• [Material to process]:
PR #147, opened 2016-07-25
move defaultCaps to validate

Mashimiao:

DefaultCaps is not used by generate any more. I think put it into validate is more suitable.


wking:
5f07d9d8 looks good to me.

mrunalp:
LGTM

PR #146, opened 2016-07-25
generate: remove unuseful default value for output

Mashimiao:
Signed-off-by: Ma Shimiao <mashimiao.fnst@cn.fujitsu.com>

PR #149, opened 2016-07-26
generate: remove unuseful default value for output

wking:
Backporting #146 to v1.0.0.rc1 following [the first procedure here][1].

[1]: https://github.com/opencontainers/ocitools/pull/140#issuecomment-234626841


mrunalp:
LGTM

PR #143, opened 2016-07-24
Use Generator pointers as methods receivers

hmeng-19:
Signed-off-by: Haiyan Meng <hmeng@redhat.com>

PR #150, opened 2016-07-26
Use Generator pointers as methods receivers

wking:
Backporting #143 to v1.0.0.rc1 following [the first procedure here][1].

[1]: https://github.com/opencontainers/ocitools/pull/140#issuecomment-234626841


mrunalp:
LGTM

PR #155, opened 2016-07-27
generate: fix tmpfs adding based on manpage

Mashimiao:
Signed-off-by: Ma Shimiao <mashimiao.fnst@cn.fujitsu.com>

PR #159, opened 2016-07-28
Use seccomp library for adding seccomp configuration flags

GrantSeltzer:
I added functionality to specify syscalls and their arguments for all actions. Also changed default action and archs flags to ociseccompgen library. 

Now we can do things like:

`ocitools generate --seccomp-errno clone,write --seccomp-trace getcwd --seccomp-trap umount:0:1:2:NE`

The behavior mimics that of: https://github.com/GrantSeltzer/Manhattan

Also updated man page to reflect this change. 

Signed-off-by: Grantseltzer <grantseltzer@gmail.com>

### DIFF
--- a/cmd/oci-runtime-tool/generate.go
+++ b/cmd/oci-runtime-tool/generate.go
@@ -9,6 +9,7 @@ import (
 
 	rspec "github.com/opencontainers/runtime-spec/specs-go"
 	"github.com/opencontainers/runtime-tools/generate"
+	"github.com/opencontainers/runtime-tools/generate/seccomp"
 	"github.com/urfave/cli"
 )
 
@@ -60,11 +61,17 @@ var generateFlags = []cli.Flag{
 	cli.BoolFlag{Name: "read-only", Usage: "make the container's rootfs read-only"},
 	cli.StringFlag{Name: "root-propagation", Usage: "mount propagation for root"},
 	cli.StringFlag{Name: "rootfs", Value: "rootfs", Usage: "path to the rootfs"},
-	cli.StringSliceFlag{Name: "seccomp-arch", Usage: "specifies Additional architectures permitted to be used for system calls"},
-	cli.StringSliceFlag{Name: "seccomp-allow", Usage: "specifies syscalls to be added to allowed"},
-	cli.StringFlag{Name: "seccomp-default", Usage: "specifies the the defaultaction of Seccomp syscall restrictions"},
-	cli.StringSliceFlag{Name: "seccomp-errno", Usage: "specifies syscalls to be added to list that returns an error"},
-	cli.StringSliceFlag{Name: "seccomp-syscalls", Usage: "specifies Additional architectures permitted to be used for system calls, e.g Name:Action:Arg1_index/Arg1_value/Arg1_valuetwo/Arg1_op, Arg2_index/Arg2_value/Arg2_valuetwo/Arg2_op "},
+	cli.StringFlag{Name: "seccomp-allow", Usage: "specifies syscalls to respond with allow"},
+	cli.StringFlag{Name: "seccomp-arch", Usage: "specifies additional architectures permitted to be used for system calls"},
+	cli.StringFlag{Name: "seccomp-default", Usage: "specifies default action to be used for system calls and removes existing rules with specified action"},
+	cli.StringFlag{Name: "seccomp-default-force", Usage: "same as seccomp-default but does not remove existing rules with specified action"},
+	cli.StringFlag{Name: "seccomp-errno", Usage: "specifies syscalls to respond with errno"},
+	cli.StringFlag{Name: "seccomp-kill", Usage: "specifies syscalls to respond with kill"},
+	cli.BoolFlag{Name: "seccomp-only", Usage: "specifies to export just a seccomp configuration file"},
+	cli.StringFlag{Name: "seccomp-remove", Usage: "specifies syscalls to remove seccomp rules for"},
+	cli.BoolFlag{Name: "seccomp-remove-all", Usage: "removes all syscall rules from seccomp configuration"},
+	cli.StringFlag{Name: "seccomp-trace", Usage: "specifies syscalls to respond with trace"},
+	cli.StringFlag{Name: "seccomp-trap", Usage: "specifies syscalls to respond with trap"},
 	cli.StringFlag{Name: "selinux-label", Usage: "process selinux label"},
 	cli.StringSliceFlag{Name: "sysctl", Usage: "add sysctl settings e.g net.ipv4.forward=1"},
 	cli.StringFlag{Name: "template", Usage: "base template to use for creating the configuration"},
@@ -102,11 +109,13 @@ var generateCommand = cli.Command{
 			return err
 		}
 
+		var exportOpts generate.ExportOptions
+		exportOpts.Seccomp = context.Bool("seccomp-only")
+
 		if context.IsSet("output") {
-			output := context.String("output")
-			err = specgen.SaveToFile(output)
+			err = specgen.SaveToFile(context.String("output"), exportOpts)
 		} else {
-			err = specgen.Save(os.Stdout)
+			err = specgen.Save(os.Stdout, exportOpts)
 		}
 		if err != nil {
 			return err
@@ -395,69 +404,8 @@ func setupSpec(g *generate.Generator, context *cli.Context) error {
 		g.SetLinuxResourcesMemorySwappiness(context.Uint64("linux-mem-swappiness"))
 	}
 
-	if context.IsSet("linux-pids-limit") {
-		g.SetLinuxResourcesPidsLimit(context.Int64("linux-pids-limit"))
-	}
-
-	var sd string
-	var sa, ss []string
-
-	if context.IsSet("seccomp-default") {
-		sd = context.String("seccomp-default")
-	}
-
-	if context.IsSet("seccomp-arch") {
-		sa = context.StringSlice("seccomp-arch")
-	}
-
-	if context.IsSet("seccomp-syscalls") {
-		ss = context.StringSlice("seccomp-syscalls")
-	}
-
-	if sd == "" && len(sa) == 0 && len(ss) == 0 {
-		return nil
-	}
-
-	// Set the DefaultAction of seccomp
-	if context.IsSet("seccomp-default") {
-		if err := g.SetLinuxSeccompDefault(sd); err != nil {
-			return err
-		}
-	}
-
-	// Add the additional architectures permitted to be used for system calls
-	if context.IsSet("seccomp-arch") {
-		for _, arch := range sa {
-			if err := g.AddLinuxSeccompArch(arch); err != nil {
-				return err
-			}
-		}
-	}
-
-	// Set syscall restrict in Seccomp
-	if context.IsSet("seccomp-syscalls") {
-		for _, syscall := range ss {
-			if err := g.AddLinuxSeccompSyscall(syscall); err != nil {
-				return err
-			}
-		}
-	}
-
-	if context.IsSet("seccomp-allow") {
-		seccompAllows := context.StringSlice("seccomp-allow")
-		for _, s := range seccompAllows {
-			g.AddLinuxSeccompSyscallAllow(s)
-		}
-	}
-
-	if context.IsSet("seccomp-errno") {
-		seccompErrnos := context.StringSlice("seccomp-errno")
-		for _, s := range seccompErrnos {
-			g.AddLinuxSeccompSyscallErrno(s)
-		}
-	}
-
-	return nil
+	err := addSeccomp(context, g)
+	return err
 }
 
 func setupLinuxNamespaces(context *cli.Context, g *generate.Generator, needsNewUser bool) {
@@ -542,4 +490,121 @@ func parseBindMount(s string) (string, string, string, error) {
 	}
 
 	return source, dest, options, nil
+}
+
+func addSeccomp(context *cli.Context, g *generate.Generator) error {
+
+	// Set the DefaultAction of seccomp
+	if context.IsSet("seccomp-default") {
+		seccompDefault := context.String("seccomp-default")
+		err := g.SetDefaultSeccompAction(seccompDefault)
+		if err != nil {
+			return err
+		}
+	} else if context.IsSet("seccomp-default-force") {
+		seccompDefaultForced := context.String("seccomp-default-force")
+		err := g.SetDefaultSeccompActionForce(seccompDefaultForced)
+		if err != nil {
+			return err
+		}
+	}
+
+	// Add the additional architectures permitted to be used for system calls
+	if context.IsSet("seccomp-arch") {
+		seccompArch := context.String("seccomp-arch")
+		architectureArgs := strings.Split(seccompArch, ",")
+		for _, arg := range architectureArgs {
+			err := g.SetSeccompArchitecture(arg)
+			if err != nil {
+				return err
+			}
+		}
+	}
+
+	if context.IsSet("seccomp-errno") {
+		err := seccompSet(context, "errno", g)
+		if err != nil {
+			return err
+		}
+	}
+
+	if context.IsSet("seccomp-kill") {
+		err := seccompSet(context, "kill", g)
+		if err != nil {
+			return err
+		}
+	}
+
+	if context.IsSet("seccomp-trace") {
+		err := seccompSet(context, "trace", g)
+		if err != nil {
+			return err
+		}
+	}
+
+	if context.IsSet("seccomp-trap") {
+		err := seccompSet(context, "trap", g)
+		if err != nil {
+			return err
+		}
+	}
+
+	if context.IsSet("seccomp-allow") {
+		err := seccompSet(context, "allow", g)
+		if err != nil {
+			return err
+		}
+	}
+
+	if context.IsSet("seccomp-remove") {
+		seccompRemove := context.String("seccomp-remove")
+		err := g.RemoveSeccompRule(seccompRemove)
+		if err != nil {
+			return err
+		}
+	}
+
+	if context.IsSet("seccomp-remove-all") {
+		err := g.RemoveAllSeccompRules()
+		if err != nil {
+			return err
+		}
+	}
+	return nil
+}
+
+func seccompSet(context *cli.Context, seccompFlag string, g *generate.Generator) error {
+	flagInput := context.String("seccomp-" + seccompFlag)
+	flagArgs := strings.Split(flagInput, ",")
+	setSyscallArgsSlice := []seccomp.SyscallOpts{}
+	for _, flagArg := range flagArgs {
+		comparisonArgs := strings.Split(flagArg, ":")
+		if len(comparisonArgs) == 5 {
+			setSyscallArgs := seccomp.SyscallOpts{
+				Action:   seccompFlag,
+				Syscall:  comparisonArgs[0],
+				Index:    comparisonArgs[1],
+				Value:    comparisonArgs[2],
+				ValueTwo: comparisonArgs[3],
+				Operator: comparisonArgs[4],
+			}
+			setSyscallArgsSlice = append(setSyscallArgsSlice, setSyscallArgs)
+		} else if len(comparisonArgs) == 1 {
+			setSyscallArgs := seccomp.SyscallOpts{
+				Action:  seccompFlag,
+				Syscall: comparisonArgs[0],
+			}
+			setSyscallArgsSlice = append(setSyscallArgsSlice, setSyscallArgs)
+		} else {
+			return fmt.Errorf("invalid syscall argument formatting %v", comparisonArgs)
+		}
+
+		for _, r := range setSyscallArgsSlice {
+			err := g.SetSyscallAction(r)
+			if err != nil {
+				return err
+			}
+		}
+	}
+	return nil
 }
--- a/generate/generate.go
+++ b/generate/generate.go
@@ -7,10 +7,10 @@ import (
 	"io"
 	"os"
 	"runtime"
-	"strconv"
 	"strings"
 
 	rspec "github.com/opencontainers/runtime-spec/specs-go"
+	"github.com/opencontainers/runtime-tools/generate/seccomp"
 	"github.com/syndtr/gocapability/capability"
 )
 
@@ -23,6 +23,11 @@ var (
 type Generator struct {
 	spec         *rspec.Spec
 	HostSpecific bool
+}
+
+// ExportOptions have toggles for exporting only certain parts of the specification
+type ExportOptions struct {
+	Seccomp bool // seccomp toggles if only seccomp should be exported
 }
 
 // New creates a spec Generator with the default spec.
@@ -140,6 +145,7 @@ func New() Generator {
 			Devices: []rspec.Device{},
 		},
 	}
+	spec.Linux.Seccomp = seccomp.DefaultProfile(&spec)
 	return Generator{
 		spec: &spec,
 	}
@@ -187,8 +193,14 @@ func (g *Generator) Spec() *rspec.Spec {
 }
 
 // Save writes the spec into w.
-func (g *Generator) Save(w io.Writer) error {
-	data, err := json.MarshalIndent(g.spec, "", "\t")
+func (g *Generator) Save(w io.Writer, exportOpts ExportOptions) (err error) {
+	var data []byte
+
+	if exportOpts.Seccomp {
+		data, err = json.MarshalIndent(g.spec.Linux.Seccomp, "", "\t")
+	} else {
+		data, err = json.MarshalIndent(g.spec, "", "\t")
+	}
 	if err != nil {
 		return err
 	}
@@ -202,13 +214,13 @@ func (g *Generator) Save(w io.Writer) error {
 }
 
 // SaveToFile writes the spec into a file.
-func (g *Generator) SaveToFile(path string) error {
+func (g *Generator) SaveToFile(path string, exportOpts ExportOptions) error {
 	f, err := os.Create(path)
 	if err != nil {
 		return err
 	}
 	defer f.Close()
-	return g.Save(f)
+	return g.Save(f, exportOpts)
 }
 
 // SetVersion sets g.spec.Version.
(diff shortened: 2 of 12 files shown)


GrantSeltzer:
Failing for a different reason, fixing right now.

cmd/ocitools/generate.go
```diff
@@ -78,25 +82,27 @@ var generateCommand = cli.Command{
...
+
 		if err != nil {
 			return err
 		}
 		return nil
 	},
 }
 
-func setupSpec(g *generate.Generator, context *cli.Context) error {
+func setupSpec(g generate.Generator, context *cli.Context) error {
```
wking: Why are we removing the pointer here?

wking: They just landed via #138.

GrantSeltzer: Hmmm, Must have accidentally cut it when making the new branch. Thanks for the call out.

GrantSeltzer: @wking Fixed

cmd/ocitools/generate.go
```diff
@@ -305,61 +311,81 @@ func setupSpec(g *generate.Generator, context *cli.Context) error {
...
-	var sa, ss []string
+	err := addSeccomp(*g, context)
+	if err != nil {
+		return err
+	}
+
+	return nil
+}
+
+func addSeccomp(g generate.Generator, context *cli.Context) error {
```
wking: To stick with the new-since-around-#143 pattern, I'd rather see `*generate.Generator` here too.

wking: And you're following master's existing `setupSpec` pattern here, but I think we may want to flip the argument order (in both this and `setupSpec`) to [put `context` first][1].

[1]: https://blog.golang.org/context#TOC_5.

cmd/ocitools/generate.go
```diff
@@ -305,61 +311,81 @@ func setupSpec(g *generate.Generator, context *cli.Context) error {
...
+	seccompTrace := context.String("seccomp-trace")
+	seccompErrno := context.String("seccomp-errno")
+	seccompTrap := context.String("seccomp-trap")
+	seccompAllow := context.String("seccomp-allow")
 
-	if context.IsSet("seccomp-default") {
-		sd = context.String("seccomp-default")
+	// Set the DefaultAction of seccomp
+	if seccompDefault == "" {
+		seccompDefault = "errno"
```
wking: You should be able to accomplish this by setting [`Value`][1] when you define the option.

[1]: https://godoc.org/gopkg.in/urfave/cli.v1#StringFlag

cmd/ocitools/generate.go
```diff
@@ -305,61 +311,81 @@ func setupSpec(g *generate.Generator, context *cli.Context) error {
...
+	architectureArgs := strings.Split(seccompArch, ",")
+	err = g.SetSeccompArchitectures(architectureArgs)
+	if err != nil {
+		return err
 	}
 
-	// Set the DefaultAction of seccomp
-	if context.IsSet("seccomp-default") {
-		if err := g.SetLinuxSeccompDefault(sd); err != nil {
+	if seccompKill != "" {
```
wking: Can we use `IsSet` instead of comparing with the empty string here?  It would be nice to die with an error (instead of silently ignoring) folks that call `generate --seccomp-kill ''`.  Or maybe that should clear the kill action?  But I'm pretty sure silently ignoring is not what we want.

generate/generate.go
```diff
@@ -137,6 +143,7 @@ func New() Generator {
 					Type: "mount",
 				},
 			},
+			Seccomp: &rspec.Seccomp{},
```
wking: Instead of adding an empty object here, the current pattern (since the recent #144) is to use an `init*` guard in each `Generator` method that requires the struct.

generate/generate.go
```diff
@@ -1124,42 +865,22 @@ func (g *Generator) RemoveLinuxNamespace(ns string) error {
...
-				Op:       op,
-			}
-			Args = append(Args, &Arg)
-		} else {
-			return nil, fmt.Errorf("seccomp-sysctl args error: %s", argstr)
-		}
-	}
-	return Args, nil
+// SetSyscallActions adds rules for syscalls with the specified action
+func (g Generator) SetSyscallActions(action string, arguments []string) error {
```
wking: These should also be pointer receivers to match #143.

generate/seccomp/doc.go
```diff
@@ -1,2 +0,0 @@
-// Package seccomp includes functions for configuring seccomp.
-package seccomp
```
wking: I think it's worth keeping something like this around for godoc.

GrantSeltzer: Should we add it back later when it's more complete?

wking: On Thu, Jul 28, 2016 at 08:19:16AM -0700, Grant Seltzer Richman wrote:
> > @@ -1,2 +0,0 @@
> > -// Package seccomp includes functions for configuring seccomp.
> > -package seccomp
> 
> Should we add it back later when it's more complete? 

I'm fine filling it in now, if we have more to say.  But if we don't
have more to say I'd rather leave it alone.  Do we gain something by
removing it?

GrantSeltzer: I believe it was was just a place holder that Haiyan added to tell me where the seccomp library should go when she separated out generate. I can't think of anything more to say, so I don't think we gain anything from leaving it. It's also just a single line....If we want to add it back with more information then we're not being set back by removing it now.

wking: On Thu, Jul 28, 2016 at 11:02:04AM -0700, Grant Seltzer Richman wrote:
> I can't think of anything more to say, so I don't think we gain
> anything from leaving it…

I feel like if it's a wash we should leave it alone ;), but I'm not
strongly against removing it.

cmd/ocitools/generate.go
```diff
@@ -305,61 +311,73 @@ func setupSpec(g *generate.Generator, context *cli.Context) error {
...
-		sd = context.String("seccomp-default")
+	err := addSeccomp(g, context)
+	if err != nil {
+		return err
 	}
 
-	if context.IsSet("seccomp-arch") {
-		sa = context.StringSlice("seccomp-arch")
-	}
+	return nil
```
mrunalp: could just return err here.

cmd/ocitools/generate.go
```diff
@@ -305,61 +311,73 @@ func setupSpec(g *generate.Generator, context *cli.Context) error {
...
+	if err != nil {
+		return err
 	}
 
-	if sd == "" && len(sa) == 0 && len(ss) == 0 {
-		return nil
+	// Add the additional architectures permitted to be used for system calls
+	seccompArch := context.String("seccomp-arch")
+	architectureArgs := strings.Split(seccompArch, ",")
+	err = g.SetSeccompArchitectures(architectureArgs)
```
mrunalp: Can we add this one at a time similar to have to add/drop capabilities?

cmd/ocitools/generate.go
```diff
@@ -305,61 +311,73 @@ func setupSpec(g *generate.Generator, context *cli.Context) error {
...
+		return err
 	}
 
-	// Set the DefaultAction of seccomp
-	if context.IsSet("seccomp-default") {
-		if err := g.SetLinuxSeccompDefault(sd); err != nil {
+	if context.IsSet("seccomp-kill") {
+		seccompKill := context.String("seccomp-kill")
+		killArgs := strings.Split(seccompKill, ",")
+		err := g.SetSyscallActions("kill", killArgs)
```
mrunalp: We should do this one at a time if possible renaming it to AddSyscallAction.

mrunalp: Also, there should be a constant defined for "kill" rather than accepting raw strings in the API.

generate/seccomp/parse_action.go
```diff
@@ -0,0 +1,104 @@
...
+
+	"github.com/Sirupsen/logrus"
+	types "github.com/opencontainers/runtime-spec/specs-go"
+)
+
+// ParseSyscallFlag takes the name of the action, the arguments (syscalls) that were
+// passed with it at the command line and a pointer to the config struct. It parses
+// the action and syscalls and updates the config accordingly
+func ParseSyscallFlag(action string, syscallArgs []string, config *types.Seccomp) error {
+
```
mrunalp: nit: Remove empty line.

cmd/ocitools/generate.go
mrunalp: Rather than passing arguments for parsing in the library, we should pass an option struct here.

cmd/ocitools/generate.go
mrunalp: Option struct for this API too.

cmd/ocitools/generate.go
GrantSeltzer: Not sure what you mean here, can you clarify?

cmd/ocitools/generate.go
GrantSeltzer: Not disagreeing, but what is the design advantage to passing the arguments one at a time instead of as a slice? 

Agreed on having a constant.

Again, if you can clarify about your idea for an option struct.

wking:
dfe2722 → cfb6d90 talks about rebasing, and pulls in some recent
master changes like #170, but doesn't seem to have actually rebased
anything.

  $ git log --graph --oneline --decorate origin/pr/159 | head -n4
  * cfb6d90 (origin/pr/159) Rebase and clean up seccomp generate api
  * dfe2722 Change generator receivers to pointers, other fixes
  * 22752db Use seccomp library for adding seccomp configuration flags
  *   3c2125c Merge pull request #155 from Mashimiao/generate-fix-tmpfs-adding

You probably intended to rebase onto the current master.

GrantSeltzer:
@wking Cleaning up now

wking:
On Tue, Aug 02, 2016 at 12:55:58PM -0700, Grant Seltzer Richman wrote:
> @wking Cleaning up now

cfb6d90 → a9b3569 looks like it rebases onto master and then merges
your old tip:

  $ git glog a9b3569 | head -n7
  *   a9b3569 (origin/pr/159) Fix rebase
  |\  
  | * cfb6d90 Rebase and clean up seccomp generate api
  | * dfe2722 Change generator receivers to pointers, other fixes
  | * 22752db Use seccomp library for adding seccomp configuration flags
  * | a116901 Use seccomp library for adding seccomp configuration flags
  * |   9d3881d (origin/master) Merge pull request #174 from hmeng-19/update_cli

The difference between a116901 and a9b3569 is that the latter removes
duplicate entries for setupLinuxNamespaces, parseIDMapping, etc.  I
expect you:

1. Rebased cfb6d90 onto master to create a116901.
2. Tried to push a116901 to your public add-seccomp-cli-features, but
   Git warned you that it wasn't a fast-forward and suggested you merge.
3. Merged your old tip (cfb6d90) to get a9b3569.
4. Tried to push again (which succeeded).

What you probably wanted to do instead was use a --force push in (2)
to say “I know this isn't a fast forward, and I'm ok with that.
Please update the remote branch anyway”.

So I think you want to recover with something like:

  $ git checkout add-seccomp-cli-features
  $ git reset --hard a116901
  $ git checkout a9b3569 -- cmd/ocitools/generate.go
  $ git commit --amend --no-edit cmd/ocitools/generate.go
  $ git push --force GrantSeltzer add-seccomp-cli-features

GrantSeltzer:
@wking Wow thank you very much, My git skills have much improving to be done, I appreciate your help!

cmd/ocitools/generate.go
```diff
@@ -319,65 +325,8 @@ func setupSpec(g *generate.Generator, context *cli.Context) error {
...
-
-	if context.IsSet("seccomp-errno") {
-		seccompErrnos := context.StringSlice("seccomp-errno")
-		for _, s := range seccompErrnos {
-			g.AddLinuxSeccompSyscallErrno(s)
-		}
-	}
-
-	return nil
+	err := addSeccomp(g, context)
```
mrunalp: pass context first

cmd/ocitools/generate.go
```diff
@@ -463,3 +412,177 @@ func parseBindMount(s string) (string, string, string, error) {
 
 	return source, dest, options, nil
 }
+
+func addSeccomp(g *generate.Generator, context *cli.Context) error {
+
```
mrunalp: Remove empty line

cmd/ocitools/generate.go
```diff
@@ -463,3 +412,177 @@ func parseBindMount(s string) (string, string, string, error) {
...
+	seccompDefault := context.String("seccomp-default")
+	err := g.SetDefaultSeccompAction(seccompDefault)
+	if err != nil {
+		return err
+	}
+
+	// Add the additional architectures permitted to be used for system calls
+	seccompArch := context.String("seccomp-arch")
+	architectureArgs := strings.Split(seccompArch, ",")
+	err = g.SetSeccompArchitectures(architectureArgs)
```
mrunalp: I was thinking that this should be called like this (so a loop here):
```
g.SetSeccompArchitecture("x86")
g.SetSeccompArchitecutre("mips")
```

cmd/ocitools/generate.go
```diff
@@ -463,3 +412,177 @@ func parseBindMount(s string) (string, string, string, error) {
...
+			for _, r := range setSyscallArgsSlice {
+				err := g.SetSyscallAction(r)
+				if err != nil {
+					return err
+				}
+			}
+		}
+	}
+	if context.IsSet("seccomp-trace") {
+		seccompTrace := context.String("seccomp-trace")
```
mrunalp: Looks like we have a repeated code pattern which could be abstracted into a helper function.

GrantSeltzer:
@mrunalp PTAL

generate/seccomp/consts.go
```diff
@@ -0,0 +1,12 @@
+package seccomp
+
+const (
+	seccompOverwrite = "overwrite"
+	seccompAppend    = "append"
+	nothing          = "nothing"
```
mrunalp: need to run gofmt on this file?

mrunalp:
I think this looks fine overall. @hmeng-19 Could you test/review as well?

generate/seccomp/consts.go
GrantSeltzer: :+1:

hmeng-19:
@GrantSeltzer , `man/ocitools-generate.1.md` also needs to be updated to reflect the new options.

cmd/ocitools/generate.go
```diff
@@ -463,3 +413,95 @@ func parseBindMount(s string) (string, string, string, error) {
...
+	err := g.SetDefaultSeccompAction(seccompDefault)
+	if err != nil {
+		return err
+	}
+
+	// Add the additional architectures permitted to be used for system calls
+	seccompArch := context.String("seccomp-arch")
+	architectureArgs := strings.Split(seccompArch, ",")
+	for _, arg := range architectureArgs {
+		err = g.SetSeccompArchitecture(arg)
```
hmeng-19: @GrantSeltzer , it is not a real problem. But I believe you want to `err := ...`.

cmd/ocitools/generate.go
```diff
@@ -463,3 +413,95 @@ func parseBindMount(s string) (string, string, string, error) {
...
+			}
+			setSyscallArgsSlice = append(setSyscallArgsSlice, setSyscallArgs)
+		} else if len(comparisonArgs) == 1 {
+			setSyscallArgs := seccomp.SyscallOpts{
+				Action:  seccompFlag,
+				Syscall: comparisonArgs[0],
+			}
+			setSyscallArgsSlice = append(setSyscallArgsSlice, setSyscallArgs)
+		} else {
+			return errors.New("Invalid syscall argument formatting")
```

• [Work required]:
From the records above, copy out the line with "Signed-off-by: Haiyan Meng <hmeng@redhat.com>", the line with "The behavior mimics", and every line between them, word for word.

• [Answer to the exercise]:
Signed-off-by: Haiyan Meng <hmeng@redhat.com>

PR #150, opened 2016-07-26
Use Generator pointers as methods receivers

wking:
Backporting #143 to v1.0.0.rc1 following [the first procedure here][1].

[1]: https://github.com/opencontainers/ocitools/pull/140#issuecomment-234626841


mrunalp:
LGTM

PR #155, opened 2016-07-27
generate: fix tmpfs adding based on manpage

Mashimiao:
Signed-off-by: Ma Shimiao <mashimiao.fnst@cn.fujitsu.com>

PR #159, opened 2016-07-28
Use seccomp library for adding seccomp configuration flags

GrantSeltzer:
I added functionality to specify syscalls and their arguments for all actions. Also changed default action and archs flags to ociseccompgen library. 

Now we can do things like:

`ocitools generate --seccomp-errno clone,write --seccomp-trace getcwd --seccomp-trap umount:0:1:2:NE`

The behavior mimics that of: https://github.com/GrantSeltzer/Manhattan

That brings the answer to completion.